Every line containing "requires" should be copied out. Go through the entries and find them.
"""
PR #1065, opened 2025-06-24
[vello_sparse_tests] Add vello_cpu scalar test coverage on WASM

ajakubowicz-canva:
### Context

This is a test only PR - adding additional test coverage for scalar vello_cpu tests running on the browser.

**Before this PR:**

```sh
$ wasm-pack test --firefox --headless --features=webgl
test result: ok. 85 passed; 0 failed; 165 ignored; 0 filtered out; finished in 7.49s
```

**After this PR:**

```sh
$ wasm-pack test --firefox --headless --features=webgl
test result: ok. 581 passed; 0 failed; 169 ignored; 0 filtered out; finished in 22.18s
```

This can also be seen [in CI](https://github.com/linebender/vello/actions/runs/15842375361/job/44657293874?pr=1065#step:11:790) of this PR.

### Changes 

 - `load_image` has been moved into `utils` and has become a macro. This is required such that WASM can embed the image assets into the compiled WASM binary (as wasm doesn't have access to filesystem).
 - Most changes are to the `vello_test` proc macro, which now generates two additional tests, a u8 and f32 scalar wasm cpu test.

### Test plan

This whole PR is the test.

### DIFF
--- a/sparse_strips/vello_dev_macros/src/test.rs
+++ b/sparse_strips/vello_dev_macros/src/test.rs
@@ -80,6 +80,14 @@ pub(crate) fn vello_test_inner(attr: TokenStream, item: TokenStream) -> TokenStr
         &format!("{}_cpu_f32_neon", input_fn_name),
         input_fn_name.span(),
     );
+    let u8_fn_name_scalar_wasm = Ident::new(
+        &format!("{}_cpu_u8_scalar_wasm", input_fn_name),
+        input_fn_name.span(),
+    );
+    let f32_fn_name_scalar_wasm: Ident = Ident::new(
+        &format!("{}_cpu_f32_scalar_wasm", input_fn_name),
+        input_fn_name.span(),
+    );
     let multithreaded_fn_name = Ident::new(
         &format!("{}_cpu_multithreaded", input_fn_name),
         input_fn_name.span(),
@@ -99,6 +107,8 @@ pub(crate) fn vello_test_inner(attr: TokenStream, item: TokenStream) -> TokenStr
     let f32_fn_name_str_scalar = f32_fn_name_scalar.to_string();
     let u8_fn_name_str_neon = u8_fn_name_neon.to_string();
     let f32_fn_name_str_neon = f32_fn_name_neon.to_string();
+    let u8_fn_name_scalar_wasm_str = u8_fn_name_scalar_wasm.to_string();
+    let f32_fn_name_scalar_wasm_str = f32_fn_name_scalar_wasm.to_string();
     let multithreaded_fn_name_str = multithreaded_fn_name.to_string();
     let hybrid_fn_name_str = hybrid_fn_name.to_string();
     let webgl_fn_name_str = webgl_fn_name.to_string();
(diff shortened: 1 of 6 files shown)


sparse_strips/vello_dev_macros/src/test.rs
```diff
@@ -80,6 +80,14 @@ pub(crate) fn vello_test_inner(attr: TokenStream, item: TokenStream) -> TokenStr
...
         input_fn_name.span(),
     );
+    let u8_fn_name_scalar_wasm = Ident::new(
+        &format!("{}_cpu_u8_scalar_wasm", input_fn_name),
+        input_fn_name.span(),
+    );
+    let f32_fn_name_scalar_wasm: Ident = Ident::new(
+        &format!("{}_cpu_f32_scalar_wasm", input_fn_name),
+        input_fn_name.span(),
+    );
```
LaurenzV, line 90: In the long term, are we planning to run scalar AND SIMD on WASM, or just SIMD?

sparse_strips/vello_sparse_tests/tests/image.rs
```diff
@@ -2,44 +2,39 @@
...
 use vello_dev_macros::vello_test;
 
-pub(crate) fn load_image(name: &str) -> Arc<Pixmap> {
-    let path = Path::new(env!("CARGO_MANIFEST_DIR")).join(format!("tests/assets/{name}.png"));
-    Arc::new(Pixmap::from_png(std::fs::File::open(path).unwrap()).unwrap())
-}
-
 fn rgb_img_10x10() -> Arc<Pixmap> {
-    load_image("rgb_image_10x10")
+    load_image!("rgb_image_10x10")
```
LaurenzV, line 17: Just FYI there will probably be conflicts with the image rendering PR for vello_hybrid, but I guess not much we can do for now.

sparse_strips/vello_dev_macros/src/test.rs
AndrewJakubowicz: Once I've implemented feature parity in fearless simd, I'd like us to test both scalar and SIMD. What do you think?

LaurenzV: Sure that's fine, just was curious!

sparse_strips/vello_sparse_tests/tests/image.rs
ajakubowicz-canva: Great callout! @grebmeg would you like me to hold this PR back until images has landed, or are you ok with the rebase and replacing `load_image` with `load_image!`? (I think it should be a syntactic only change).

ajakubowicz-canva:
Ooops, this PR has revealed that there is a bug in fearless_simd in the WASM architecture. fearless_simd on WASM should only add SIMD instructions if the target is compiled with the `+simd128` target feature. It looks like I stuffed something up because the test binary contains lots of simd instructions even though the `fallback` level is expected, and the WASM is not being built with `+simd128`.

sparse_strips/vello_sparse_tests/tests/image.rs
grebmeg: @AndrewJakubowicz No need to wait on me — feel free to go ahead and get this landed.

ajakubowicz-canva:
After further investigation, this PR is safe to land. The SIMD in the WASM binary would not be encountered during the tests, and is instead instructions included due to `target_feature` declarations. That is resolved in: https://github.com/raphlinus/fearless_simd/pull/16

Issue #1066, opened 2025-06-24
Negative dash offsets are rendered wrong


sagudev:
Bigger the absolute value => bigger mistake.

Expected:
![Expected](https://github.com/user-attachments/assets/87a01e75-06e2-4d6f-b091-40b74baec06d)
Actual:
![Actual](https://github.com/user-attachments/assets/d57ee48b-42e8-4f85-82cb-331d6e9afda8)

Code:
```rust
let stroke = vello::kurbo::Stroke::new(1.0).with_dashes(-30., [4., 2.]);
    scene.stroke(
        &stroke,
        Affine::IDENTITY,
        vello::peniko::Color::from_rgb8(0, 255, 0),
        None,
        &Rect::from_origin_size(Point::new(1., 1.), Size::new(28., 28.)),
    );
```

sagudev:
I think it is possible to hack around this, by taking cycles into account and set cyclically equivalent (positive) offset.

sagudev:
Given that vello splits dashing into more path shapes: https://github.com/linebender/vello/blob/d9d3586652ac1f340fa92b4b4e39a60c6a77e4db/vello/src/scene.rs#L264

this is probably kurbo bug.

sagudev:
> this is probably kurbo bug

It is, fix is https://github.com/linebender/kurbo/pull/454

PR #1067, opened 2025-06-24
Add test for negative dash offset

sagudev:
repro for https://github.com/linebender/vello/issues/1066

### DIFF
--- a/vello_tests/tests/regression.rs
+++ b/vello_tests/tests/regression.rs
@@ -106,5 +106,9 @@ fn test_negative_dash_offset() {
     params.anti_aliasing = AaConfig::Area;
     smoke_snapshot_test_sync(scene, &params)
         .unwrap()
-        .assert_mean_less_than(0.001);
+        .assert_mean_less_than(if cfg!(target_os = "macos") {
+            0.005
+        } else {
+            0.001
+        });
 }


Hywan:
Now https://github.com/linebender/kurbo/pull/454 is merged, can we merge this one?

sagudev:
The test is currently set for old kurbo, so it expects a panic. When we will have updated kurbo I will make this into regression test.

tomcur (dismissed):
LGTM (once the test passes)!

vello_tests/tests/regression.rs
```diff
@@ -89,3 +89,26 @@ fn text_stroke_width_zero() {
...
+    );
+    let mut params = TestParams::new("negative_dash_offset", 30, 30);
+    params.anti_aliasing = AaConfig::Area;
+    smoke_snapshot_test_sync(scene, &params)
+        .unwrap()
+        .assert_mean_less_than(if cfg!(target_os = "macos") {
+            0.005
+        } else {
+            0.001
+        });
```
tomcur, line 113: Do you know why there is a difference between macOS and other systems here? Is it because of FastMath, or is it because macOS is tested on the GPU in CI?

sagudev: IDK, I do not own mac system to check this.

PR #1068, opened 2025-06-25
Use LUT for rendering gradients

### LINKED ISSUE #1058: Use LUT for gradients
Currently, one of the main bottlenecks of gradient rendering is that for each pixel we are rendering, we need to search the corresponding gradient range the pixel belongs to, and then do the interpolation. This is the technique Skia uses, and while it works decently well, it's still pretty slow.

What Blend2D does instead is that it precomputes a lookup table of a specific size (256, 512, 1024) depending on the number of stops in the gradient, and then when calculating the actual pixel values, we just need to compute the parametric `t` value and then do a lookup in the lookup table. While this might lead to banding/artifacts for very large gradients, I think that this should be more than good enough for the general case and this should be much faster, so I would definitely like to try this out.

The only problem I see is how to handle this in `vello_hybrid`, as we probably don't want to leave the computation of the lookup table to the CPU. Perhaps the computation of such a table can be done similarly on the GPU? Alternatively, we could use different techniques on CPU and GPU, but this will probably make testing harder as the results might be slightly different.

LaurenzV:
This reduces the frame time of rendering a linear gradient to 4k from ~17.5ms to ~5.7ms. :)

Fixes #1058.


sparse_strips/vello_common/src/encode.rs
```diff
@@ -717,6 +723,20 @@ pub struct EncodedGradient {
...
     /// Whether the gradient requires `source_over` compositing.
     pub has_opacities: bool,
+    u8_lut: OnceCell<GradientLut<u8>>,
+    f32_lut: OnceCell<GradientLut<f32>>,
+}
+
+impl EncodedGradient {
+    /// Get the lookup table for sampling u8-based gradient values.
+    pub fn u8_lut(&self) -> &GradientLut<u8> {
+        self.u8_lut.get_or_init(|| GradientLut::new(&self.ranges))
```
DJMcNab, line 733: This doesn't seem right to me; since `ranges` is `pub`, this could be invalidated by any caller, leading to a stale LUT being used.

LaurenzV: Hmm yeah, good point, we should probably make that private.

LaurenzV:
Since this unfortunately requires regenerating most test cases, if there are concerns about the sampling resolution, now is the time to bring them up. :p

LaurenzV:
I think this will require some more thinking on how to make this SIMD-compatible, so let's not merge this for now.

LaurenzV:
Will include this in my SIMD PR.

PR #1071, opened 2025-06-27
fix: sparse_strips scalar WASM build containing SIMD instructions

ajakubowicz-canva:
### Context

This is a bit of a subtle fix that follows https://github.com/raphlinus/fearless_simd/pull/16

The important excerpts from the WebAssembly spec.

> "[Modules](https://www.w3.org/TR/wasm-core-2/index.html#syntax-module) are valid when all the components they contain are valid."
> ~[link](https://www.w3.org/TR/wasm-core-2/#modules%E2%91%A2)

Thus, for a browser (or WebAssembly runtime) that doesn't support SIMD, the module validation check would fail because:
 - `v128` type would be invalid and wouldn't exist in that WebAssembly context.
 - `expr` must also be valid, so instructions over f32x4 would fail validation.

###  Why

Prior to the fearless_simd fix, it was possible via `target_feature` to accidentally leak SIMD instructions into the binary. Even if these instructions are never executed, their mere presence would result in the WASM binary failing to validate.

### Changes

This PR was implemented in a test-driven style.

First I implemented the test:
 - The test only runs if the `simd128` target feature is not requested in the rustc flags.
 - The test self-introspects the test wasm binary and validates the binary against a validator that doesn't contain SIMD support.

This test failed (because of the leaking SIMD instructions). Hence, on a browser that didn't support SIMD we would crash. (Not good for consumers of vello using WASM asking for a scalar binary).

Example test failure:

Screenshot 2025-06-27 at 3 21 59 pm

Then I bumped up fearless_simd, and the test passes!

### Test plan

This PR is effectively a test to prevent regressions.

### DIFF
--- a/sparse_strips/vello_sparse_tests/tests/wasm_binary_invariants.rs
+++ b/sparse_strips/vello_sparse_tests/tests/wasm_binary_invariants.rs
@@ -10,7 +10,7 @@ async fn no_simd_instruction_inclusion() {
     // is imperative that there isn't a single SIMD instruction in the resulting binary. These can
     // accidentally creep into the binary due to usage of `#![cfg(target_feature = "simd128")]`. Any
     // inclusion of a SIMD instruction in a non-SIMD WASM binary can invalidate the whole binary for
-    // browsers that do not have SIMD support.
+    // browsers (or WebAssembly runtimes) that do not have SIMD support.
     //
     // This test runs when simd128 is not enabled, and self-introspects the binary to ensure no SIMD
     // instructions are included.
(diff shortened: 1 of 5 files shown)


sparse_strips/vello_sparse_tests/tests/wasm_binary_invariants.rs
```diff
@@ -0,0 +1,41 @@
...
+    //
+    // This test runs when simd128 is not enabled, and self-introspects the binary to ensure no SIMD
+    // instructions are included.
+
+    use wasm_bindgen::JsCast;
+    use wasm_bindgen_futures::JsFuture;
+    use wasmparser::{Validator, WasmFeatures};
+
+    let window = web_sys::window().unwrap();
+    let url = "/wasm-bindgen-test_bg.wasm";
```
LaurenzV, line 23: Where is tha URL coming from?

LaurenzV (approved):
Seems OK to me.

sparse_strips/vello_sparse_tests/tests/wasm_binary_invariants.rs
ajakubowicz-canva: That's a great question. It's the module name + `_bg.wasm`. (Code search: https://github.com/search?q=repo%3Arustwasm%2Fwasm-bindgen+%22_bg.wasm%22&type=code).

That `wasm-bindgen-test` module name comes from [`wasm_bindgen_test_runner`](https://github.com/rustwasm/wasm-bindgen/blob/c35cc9369d5e0dc418986f7811a0dd702fb33ef9/crates/cli/src/bin/wasm-bindgen-test-runner/main.rs#L183). It looks like it's the hard coded module name.

PR #1073, opened 2025-06-30
Fix `unused_mut` lint

waywardmonkeys:
This starts showing up in Rust 1.88.


waywardmonkeys:
Is this a breaking change?

LaurenzV (approved):

LaurenzV:
I believe it's not breaking, as it only means that the variable _within_ the function is mutable.

PR #1074, opened 2025-06-30
Fix `clippy::uninlined_format_args` lints

waywardmonkeys:


LaurenzV:
Perhaps we should wait until #1064 landed to avoid merge conflicts there.

waywardmonkeys:
Sure. This is blocking updating the stable Rust CI to 1.88.

nicoburns (approved):
Will defer to others on merge order, but the changes themselves look good.

LaurenzV:
I will have my SIMD PR up soon with many changes, so maybe we can wait until then.

DJMcNab:
I think just getting something landed here is worthwhile; it's only a small PR, so rebasing past it won't be too bad.
There'll always be something coming down the pipeline

waywardmonkeys:
I am going to rebase this and land it within 2 hours.

PR #1076, opened 2025-07-02
[vello_cpu]: add WASM vello_cpu examples

ajakubowicz-canva:
### Context

To help with performance profiling and inspecting vello_cpu example renders on the browser, this PR adds a vello_cpu examples.

Run with `cargo run_wasm -p wasm_cpu --release`

### Scenes added

We don't yet have a rendering abstraction between `vello_cpu` and `vello_hybrid`, so the example scenes are pretty similar, but not quite identical. I simplified each one to use `RenderContext` instead of `Scene`, and also made them very specific to running on the browser.

I added:
 - simple
 - tiger svg
 - cowboy image
 - text
 - clipping

No new assets are added in this PR - only existing assets in the repo are used. See the screen recording to see the scenes added.

### Test plan

> [!Note]
> Passing the +simd128 rustc flags spams the console with `(ignoring feature)` logs. This is because the run-wasm tool is built for your system architecture with the same global flags – and because it's not wasm it doesn't recognize the feature. Everything still works.

Test it by running it with `cargo run_wasm -p wasm_cpu --release` and test explicit SIMD by running `RUSTFLAGS=-Ctarget-feature=+simd128 cargo run_wasm -p wasm_cpu --release`.

### Screen recording

https://github.com/user-attachments/assets/80867362-bce5-4a9e-b303-88b2c9233972

### DIFF
--- a/Cargo.lock
+++ b/Cargo.lock
@@ -4116,6 +4116,25 @@ dependencies = [
 ]
 
 [[package]]
+name = "wasm_cpu"
+version = "0.5.0"
+dependencies = [
+ "bytemuck",
+ "console_error_panic_hook",
+ "console_log",
+ "js-sys",
+ "log",
+ "parley",
+ "vello_common",
+ "vello_cpu",
+ "wasm-bindgen",
+ "wasm-bindgen-futures",
+ "wasm-bindgen-test",
+ "web-sys",
+ "wgpu",
+]
+
+[[package]]
 name = "wasmparser"
 version = "0.214.0"
 source = "registry+https://github.com/rust-lang/crates.io-index"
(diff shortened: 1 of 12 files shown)


LaurenzV (approved):
I've played around with and encountered no issues, it seems to work fine, thanks! I've only skimmed the actual code and not thought about it deeply, but since most of it is ported from existing code, it should be fine!

DJMcNab:
Yeah - `cargo run_wasm` is insufficiently flexible a lot of the time. I don't really have good solutions here at the moment.

taj-p (approved):
LGTM! I think once we have our rendering abstraction we can consider combining these examples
"""
Output of the exercise:
     /// Whether the gradient requires `source_over` compositing.
Since this unfortunately requires regenerating most test cases, if there are concerns about the sampling resolution, now is the time to bring them up. :p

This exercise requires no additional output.